Assigned task:
The answer is the line that contains "can you please add" followed by every later line of the entries below, each repeated exactly, and nothing else.

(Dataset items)
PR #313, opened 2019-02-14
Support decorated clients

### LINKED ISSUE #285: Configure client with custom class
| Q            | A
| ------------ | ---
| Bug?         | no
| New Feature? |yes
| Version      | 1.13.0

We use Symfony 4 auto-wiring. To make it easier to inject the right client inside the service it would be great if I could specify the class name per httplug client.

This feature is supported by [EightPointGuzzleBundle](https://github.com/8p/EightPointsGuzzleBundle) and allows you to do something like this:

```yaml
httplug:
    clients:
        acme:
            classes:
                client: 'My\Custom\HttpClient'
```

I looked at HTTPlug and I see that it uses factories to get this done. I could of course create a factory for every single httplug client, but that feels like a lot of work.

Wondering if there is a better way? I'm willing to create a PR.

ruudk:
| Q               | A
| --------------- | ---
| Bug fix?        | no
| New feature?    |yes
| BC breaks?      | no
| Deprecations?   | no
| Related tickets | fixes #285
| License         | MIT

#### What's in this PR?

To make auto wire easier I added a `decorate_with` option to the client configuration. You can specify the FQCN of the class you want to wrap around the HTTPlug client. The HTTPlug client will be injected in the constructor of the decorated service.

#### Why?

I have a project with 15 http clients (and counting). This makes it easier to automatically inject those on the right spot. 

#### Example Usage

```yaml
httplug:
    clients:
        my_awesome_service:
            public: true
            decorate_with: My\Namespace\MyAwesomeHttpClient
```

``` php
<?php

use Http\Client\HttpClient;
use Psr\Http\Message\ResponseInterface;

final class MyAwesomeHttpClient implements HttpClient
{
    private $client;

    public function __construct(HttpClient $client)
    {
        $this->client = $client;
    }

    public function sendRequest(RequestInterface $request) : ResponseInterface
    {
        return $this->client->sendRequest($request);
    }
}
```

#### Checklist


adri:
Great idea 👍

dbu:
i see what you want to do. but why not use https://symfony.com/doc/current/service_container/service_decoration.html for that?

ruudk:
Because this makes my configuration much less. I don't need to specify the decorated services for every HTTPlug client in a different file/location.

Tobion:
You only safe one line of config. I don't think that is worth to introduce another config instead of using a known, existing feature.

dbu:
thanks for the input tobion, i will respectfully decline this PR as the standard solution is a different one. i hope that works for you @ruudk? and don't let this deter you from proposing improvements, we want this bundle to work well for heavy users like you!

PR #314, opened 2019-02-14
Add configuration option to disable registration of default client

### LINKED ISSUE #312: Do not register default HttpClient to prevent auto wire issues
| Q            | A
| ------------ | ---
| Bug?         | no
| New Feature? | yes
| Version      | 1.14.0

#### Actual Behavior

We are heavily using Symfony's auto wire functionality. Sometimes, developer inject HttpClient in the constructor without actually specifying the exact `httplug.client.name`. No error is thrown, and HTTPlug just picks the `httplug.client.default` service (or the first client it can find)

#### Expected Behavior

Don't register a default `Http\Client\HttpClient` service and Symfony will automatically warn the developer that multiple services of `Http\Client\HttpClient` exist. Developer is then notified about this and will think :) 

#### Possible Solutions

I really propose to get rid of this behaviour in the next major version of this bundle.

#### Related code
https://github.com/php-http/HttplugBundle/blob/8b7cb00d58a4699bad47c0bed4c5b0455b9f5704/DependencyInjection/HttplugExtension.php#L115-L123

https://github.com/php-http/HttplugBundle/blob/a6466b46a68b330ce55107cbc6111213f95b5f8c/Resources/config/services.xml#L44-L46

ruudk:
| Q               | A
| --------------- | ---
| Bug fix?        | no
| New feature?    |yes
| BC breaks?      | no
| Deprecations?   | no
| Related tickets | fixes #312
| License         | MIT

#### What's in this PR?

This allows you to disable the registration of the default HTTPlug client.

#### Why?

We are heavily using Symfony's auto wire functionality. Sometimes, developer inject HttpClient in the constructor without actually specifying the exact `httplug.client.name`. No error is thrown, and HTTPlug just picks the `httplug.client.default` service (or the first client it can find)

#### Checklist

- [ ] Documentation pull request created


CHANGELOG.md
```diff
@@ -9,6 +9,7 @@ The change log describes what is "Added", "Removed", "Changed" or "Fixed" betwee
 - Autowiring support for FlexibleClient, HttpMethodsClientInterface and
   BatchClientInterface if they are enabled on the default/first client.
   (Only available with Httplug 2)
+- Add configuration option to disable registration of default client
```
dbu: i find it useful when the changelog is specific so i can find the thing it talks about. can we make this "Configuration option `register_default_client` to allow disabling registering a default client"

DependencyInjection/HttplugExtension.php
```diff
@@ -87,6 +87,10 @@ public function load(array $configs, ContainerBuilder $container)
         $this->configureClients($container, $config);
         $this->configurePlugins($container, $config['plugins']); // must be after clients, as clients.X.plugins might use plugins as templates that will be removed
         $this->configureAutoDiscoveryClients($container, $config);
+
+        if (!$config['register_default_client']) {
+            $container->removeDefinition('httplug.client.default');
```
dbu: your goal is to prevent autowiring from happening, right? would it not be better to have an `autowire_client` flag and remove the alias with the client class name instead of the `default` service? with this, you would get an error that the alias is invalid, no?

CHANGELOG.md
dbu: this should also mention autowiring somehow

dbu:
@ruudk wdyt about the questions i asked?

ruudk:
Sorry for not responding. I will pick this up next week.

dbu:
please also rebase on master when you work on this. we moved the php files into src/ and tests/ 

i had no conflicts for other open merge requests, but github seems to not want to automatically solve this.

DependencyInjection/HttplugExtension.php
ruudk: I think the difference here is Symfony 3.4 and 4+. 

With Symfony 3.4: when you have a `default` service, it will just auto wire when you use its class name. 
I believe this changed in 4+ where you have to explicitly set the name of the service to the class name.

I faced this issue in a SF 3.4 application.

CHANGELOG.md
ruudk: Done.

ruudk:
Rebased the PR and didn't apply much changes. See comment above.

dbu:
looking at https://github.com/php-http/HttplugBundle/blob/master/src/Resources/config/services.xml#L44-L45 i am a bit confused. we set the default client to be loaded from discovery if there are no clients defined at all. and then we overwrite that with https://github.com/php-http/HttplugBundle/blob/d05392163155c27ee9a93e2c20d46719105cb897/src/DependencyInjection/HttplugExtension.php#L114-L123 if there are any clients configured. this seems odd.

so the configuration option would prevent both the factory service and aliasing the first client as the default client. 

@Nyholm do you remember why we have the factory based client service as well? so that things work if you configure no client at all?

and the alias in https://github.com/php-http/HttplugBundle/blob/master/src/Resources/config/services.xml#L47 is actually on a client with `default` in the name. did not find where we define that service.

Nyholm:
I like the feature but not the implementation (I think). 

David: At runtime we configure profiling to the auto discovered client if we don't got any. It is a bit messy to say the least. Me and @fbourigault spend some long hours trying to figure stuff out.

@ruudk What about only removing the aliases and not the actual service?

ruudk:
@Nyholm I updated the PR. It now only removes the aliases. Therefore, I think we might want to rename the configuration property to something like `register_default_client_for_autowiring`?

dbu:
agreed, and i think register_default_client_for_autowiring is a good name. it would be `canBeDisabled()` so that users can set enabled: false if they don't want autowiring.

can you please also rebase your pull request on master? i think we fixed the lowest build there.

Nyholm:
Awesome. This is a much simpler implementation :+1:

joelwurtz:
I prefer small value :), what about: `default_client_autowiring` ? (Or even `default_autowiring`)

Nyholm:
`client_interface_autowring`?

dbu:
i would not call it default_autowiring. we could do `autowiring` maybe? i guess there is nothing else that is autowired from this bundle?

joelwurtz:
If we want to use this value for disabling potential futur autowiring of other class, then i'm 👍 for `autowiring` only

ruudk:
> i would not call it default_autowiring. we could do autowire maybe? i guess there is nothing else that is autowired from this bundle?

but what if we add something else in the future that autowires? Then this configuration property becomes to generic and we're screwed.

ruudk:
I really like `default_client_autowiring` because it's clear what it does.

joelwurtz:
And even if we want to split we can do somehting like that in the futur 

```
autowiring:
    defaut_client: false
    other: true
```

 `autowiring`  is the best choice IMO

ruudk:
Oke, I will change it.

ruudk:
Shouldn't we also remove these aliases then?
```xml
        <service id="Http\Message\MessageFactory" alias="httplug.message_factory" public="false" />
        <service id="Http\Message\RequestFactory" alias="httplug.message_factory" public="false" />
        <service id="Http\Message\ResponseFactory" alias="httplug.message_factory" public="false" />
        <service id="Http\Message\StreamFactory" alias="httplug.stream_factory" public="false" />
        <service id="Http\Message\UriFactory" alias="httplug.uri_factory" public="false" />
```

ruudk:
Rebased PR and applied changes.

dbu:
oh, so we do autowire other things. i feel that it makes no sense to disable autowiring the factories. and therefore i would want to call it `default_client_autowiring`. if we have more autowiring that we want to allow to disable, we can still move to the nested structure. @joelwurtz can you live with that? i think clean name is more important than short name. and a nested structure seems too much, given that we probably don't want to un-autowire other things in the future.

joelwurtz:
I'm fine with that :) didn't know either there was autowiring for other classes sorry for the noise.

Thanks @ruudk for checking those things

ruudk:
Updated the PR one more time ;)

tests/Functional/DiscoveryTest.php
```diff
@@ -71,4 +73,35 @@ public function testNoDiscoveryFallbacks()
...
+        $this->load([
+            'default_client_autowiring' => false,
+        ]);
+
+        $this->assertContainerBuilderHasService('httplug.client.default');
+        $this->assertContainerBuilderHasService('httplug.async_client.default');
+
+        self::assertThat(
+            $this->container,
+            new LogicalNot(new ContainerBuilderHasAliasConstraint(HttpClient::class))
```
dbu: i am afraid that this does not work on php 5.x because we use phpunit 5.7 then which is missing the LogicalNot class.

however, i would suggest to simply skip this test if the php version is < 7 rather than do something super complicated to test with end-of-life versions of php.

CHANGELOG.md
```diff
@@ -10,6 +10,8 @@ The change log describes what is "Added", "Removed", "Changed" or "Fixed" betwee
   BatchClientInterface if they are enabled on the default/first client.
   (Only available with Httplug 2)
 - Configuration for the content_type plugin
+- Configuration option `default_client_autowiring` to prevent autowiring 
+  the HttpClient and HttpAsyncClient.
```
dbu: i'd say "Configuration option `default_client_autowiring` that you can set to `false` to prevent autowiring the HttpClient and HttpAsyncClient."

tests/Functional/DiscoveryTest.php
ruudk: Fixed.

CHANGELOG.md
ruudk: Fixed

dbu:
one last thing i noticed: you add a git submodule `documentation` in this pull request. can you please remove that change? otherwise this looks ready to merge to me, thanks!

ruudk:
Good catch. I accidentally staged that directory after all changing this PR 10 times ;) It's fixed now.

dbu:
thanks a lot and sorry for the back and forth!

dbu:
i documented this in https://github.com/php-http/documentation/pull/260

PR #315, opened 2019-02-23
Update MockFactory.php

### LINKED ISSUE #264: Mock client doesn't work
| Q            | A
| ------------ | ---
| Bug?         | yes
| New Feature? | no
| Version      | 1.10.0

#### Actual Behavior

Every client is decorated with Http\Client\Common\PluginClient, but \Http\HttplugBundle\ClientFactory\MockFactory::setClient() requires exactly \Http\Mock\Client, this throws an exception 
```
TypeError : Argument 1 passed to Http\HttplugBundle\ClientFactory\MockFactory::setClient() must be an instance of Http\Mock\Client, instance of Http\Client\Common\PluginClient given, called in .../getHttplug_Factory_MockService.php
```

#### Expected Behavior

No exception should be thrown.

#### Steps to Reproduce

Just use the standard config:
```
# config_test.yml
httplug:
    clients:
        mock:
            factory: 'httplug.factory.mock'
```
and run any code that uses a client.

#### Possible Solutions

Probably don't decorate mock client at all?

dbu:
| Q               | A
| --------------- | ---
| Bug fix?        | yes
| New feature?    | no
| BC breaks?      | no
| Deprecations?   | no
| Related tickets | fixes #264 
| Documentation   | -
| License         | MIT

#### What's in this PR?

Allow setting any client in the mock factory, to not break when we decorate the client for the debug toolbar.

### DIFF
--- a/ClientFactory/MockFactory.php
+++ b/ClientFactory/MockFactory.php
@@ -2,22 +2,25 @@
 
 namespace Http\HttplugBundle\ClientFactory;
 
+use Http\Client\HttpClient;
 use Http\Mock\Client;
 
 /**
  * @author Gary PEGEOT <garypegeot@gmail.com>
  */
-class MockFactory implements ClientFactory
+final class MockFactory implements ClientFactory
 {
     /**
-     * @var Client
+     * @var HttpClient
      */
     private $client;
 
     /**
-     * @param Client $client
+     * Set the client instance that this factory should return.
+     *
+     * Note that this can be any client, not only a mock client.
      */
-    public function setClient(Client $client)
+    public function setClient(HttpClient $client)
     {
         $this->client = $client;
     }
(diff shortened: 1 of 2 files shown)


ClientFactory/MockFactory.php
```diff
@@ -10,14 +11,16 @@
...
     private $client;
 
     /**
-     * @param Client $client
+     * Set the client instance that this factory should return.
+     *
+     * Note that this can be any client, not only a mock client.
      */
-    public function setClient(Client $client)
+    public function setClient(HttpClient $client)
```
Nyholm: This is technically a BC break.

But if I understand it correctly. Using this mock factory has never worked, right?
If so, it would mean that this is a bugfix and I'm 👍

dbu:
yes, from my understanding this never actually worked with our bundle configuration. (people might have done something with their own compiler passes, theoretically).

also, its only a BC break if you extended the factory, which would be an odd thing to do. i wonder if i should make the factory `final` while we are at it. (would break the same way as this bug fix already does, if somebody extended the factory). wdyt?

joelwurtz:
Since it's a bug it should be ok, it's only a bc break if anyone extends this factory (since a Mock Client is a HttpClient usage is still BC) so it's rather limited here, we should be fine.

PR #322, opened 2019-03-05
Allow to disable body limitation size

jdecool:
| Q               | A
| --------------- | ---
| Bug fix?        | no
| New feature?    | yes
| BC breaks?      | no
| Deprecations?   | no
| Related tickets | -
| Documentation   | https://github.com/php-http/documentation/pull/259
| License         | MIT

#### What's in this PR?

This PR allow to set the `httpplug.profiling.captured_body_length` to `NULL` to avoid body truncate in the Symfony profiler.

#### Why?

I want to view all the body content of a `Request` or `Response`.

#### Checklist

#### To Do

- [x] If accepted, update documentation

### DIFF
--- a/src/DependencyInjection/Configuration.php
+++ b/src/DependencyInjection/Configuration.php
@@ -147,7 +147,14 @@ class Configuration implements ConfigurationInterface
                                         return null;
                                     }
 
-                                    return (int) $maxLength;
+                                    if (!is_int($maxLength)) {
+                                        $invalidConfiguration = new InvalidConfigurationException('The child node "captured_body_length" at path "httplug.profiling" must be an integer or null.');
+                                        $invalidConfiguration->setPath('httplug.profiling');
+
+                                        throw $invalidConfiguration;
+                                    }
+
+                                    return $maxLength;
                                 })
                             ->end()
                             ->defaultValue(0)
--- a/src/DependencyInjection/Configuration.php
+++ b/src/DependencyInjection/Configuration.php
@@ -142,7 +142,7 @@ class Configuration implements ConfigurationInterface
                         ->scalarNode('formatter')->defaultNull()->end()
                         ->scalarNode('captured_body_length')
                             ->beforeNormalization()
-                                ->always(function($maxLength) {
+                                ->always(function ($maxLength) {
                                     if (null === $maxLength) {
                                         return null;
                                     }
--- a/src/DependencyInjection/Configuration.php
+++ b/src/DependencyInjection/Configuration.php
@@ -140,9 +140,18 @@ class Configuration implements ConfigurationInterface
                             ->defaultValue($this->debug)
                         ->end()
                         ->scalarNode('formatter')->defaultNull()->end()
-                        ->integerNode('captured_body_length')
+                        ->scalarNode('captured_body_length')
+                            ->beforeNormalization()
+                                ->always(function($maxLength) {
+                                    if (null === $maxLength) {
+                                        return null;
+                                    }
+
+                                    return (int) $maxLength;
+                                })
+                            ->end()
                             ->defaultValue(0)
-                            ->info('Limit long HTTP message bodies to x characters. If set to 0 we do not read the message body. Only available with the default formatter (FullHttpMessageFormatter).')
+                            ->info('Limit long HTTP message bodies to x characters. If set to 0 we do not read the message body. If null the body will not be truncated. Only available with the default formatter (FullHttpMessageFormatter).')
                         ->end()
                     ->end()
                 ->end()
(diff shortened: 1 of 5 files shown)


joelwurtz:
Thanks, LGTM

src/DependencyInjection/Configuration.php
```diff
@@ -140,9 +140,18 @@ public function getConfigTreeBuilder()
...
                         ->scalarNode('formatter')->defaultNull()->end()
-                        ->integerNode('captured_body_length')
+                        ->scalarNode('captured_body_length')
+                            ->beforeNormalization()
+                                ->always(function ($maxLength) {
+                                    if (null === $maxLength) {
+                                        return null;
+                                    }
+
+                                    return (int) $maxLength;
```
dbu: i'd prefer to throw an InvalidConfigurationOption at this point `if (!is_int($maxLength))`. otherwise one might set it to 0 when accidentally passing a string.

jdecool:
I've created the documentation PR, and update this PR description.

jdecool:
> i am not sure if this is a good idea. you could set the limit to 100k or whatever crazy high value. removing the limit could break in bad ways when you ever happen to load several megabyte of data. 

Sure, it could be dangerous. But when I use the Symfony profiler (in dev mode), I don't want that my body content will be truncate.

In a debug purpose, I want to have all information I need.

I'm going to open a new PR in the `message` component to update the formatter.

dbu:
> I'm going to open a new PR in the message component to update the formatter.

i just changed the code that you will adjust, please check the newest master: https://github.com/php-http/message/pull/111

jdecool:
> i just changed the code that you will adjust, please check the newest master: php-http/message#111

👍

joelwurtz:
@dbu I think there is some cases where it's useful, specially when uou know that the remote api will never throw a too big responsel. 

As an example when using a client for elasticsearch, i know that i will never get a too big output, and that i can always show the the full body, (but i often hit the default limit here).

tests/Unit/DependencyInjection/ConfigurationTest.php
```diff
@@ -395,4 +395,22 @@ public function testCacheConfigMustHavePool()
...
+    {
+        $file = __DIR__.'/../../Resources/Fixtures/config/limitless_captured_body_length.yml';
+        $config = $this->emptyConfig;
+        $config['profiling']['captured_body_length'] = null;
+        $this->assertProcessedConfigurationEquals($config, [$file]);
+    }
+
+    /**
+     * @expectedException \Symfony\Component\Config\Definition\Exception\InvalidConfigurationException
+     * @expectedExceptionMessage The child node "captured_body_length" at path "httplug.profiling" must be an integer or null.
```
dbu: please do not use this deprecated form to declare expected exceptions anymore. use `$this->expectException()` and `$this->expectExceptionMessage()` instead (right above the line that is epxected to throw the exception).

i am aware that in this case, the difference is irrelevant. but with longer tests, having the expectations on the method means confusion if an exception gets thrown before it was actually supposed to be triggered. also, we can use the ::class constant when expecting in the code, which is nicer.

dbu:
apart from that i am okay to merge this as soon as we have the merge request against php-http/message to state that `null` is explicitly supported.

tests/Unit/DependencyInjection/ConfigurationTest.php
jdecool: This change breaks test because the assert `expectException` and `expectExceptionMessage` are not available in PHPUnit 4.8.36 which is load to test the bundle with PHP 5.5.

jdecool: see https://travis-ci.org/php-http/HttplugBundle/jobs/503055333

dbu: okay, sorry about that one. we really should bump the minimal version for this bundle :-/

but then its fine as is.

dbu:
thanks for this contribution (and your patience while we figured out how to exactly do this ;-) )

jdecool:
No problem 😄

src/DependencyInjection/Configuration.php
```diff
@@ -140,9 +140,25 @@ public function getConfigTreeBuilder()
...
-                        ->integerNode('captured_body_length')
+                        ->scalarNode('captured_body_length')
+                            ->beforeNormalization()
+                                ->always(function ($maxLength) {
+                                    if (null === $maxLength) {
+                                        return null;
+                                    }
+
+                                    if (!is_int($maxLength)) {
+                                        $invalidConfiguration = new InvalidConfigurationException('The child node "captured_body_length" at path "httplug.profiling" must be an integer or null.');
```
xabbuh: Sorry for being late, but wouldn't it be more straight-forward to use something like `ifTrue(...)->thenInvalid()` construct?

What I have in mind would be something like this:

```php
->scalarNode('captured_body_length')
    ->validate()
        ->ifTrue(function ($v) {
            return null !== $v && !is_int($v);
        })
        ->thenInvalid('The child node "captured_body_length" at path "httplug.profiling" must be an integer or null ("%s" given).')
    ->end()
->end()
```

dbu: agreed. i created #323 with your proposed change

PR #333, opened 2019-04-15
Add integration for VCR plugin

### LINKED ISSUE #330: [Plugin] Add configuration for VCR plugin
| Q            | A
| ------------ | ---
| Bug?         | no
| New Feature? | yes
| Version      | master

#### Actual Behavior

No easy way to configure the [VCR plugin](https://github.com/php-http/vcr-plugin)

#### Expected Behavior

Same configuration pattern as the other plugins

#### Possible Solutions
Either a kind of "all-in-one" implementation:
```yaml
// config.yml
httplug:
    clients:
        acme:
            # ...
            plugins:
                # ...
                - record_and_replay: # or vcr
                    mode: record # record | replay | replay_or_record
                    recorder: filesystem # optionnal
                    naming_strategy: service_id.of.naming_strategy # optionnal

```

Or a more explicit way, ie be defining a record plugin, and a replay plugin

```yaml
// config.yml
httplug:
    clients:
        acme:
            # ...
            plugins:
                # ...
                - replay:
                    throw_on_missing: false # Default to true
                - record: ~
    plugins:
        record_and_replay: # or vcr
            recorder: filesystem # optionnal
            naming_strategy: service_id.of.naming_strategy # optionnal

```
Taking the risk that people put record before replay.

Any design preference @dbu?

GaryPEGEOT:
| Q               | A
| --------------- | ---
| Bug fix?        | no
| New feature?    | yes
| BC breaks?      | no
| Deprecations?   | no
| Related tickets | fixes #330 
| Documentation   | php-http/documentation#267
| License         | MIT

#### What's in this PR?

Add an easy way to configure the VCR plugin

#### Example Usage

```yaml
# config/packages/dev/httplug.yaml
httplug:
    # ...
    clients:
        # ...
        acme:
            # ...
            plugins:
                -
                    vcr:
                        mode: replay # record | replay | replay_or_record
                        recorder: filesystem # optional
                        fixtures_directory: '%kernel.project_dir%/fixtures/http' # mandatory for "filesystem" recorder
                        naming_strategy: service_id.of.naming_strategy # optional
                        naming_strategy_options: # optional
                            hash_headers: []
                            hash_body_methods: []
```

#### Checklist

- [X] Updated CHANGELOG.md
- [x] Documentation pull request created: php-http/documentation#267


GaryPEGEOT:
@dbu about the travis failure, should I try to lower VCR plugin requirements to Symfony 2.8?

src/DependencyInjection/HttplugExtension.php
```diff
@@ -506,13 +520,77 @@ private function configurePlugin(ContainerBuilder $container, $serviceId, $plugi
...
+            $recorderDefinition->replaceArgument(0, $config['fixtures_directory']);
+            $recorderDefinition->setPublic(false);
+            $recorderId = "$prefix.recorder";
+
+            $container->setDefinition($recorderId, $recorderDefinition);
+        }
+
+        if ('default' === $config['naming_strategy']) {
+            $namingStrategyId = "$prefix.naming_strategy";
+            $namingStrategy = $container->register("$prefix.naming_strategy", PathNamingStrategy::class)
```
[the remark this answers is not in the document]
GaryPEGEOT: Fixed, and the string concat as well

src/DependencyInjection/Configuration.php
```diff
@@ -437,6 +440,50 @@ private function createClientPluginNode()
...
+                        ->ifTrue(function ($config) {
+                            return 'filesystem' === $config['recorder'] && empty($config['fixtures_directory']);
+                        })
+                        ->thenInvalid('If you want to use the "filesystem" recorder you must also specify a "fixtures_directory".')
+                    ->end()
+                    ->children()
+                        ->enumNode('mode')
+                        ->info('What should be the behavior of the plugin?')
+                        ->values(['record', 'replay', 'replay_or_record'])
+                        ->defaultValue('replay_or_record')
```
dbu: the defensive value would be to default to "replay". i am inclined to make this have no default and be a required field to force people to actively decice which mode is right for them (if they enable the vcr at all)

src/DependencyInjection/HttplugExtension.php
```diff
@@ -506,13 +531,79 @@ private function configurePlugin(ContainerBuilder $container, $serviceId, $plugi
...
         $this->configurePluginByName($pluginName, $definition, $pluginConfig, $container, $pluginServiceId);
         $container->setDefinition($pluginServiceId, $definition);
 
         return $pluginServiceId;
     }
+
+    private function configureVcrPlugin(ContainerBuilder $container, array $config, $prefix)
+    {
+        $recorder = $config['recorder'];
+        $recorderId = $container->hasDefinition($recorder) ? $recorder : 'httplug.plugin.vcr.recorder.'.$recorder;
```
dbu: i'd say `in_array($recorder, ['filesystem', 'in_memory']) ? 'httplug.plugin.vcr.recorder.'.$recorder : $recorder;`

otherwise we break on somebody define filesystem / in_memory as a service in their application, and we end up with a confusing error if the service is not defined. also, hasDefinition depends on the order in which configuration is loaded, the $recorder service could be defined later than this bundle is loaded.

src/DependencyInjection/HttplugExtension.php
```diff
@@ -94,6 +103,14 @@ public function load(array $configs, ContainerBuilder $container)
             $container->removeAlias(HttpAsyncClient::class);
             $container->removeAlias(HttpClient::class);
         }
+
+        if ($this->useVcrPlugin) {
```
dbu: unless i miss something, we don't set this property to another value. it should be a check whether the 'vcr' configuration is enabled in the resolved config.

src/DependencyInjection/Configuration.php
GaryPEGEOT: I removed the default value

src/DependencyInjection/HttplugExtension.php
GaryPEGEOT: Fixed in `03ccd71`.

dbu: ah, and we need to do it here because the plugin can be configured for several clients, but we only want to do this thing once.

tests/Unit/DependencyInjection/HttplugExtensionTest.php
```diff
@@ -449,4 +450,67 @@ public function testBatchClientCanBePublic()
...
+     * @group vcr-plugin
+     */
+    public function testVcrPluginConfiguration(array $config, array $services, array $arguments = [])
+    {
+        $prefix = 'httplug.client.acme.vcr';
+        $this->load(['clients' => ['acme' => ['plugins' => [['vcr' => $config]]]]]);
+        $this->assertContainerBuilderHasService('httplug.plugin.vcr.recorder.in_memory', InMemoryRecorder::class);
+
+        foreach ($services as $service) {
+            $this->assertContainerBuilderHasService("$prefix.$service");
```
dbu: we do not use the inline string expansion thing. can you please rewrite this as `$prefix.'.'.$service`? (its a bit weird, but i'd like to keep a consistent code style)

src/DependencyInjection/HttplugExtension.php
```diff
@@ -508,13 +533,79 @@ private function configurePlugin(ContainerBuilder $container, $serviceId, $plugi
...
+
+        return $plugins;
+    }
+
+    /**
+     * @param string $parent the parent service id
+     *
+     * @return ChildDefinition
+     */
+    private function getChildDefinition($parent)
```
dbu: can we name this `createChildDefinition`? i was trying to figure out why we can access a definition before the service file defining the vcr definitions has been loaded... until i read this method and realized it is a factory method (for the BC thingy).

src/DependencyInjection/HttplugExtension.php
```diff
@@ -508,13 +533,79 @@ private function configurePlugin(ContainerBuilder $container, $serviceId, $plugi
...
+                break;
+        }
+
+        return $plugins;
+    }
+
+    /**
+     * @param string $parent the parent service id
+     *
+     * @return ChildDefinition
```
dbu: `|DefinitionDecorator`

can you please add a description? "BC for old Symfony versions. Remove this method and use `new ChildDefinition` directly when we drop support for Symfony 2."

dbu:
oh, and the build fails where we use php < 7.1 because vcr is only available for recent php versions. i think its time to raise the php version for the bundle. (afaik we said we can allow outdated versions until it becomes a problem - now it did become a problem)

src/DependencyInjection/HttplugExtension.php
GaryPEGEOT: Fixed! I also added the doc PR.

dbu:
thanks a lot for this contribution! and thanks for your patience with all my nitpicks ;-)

Exercise solution:
can you please add a description? "BC for old Symfony versions. Remove this method and use `new ChildDefinition` directly when we drop support for Symfony 2."

dbu:
oh, and the build fails where we use php < 7.1 because vcr is only available for recent php versions. i think its time to raise the php version for the bundle. (afaik we said we can allow outdated versions until it becomes a problem - now it did become a problem)

src/DependencyInjection/HttplugExtension.php
GaryPEGEOT: Fixed! I also added the doc PR.

dbu:
thanks a lot for this contribution! and thanks for your patience with all my nitpicks ;-)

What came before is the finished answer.